We’ve just been talking about junior doctors, and Rankin reflects: “business is far harder than they, or anyone, would ever imagine.” He’s keen to stress that, as a doctor, he stands behind his younger counterparts completely, but his time in business and the City has given him a parallel view.
“They’re not masters and mistresses of their professions yet, and the trouble is that lots of them are seeing people they went to school with earning much more than them. But it’s extremely difficult to get a job in the City – and you’re not guaranteed a job on good pay for life. Junior doctors are putting a lot in, but those people are putting in far more.”
But Rankin in a special case – and it’s clear that he was always going to be something of a hybrid. The son of missionaries, he spent much of his childhood watching the entrepreneurial work of his parents’ church in Papua New Guinea, setting up schools, hospitals and community projects.
“Being a doctor reminds you how little choice any of us really have in life. My parents valued education, I’m from a good country with little in the way of financial services – if you were bright at school, medicine was the way forward. At the same time, I’ve got no doubt where my entrepreneurial streak came from.”

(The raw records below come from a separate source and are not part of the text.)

PR #69, opened 2020-05-28
Re-organize data and news scrapers under one top-level package

Mr0grog:
Instead of having two Python packages in this repo (`data_scrapers` and `news`), this PR puts them together as sub-packages under `covid19_sfbayarea`. The top-level package name is based on this repo. **Let me know if we should change it.**

This way, the two can share code. I've changed as little code as possible here -- mostly just made a lot of absolute imports into relative imports. The two top-level scripts are still the same so the frontend does have to change how it uses this repo at all. The `data_models` directory is still at the top level since it's not really Python code.

I’ve also added a shared module for getting a nicely configured version of Firefox webdriver. Whenever we create an instance of Selenium Firefox, we'll now get a headless one by default (i.e. it's invisible and doesn't require a fake display when running on a server). To get a normal, non-headless browser, set the `FIREFOX_VISIBLE` environment variable, e.g:

    > FIREFOX_VISIBLE=true python scraper_data.py alameda


Mr0grog:
@ldtcooper I’m thinking the `FormatError` class you’re adding in #57 could go into a shared `covid19_sfbayarea.errors` module kind of like how I handled the Firefox stuff here. https://github.com/sfbrigade/data-covid19-sfbayarea/blob/f1c7f0568f3379145977d1662cd9e7ac7760024f/data_scrapers/format_error.py#L1-L7

scraper_data.py
```diff
@@ -1,7 +1,7 @@
 #!/usr/bin/env python3
 import click
 import json
-import data_scrapers
+from covid19_sfbayarea import data as data_scrapers
```
Mr0grog, line 4: I was trying to keep names from getting too painfully long/nested, but I may have made this one too generic. Happy to change if anyone has better ideas than `data`.

Mr0grog:
Rebased to handle #70 getting merged.

Ping @ldtcooper @elaguerta @kwonangela7 this needs a quick review so it can get merged and other PRs can take advantage of it.

scraper_data.py
elaguerta: `data` is clear enough to me. I thought about `county_data` but we will be plugging into sources other than county health departments.

Mr0grog:
Rebased on master now that #72 has merged.

Mr0grog:
Rebased to include all the news scrapers already merged so far.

Institutionally backed to date, this month, London Doctors Clinic is embarking on a funding round on equity crowdfunding platform Crowdcube. “When crowdfunding first arrived, I thought it was a great idea. I remember years ago trying to buy shares; I rang a broker and was left feeling like an idiot. Of course there are pitfalls, but it’s a great opportunity for businesses and investors.”
Rankin is hoping that his patients will want to become his investors. “I’m looking for an exit in three to five years, and I think that will resonate with investors. I believe we can grow into an established healthcare provider – and there’s plenty of room for all of us in this market.”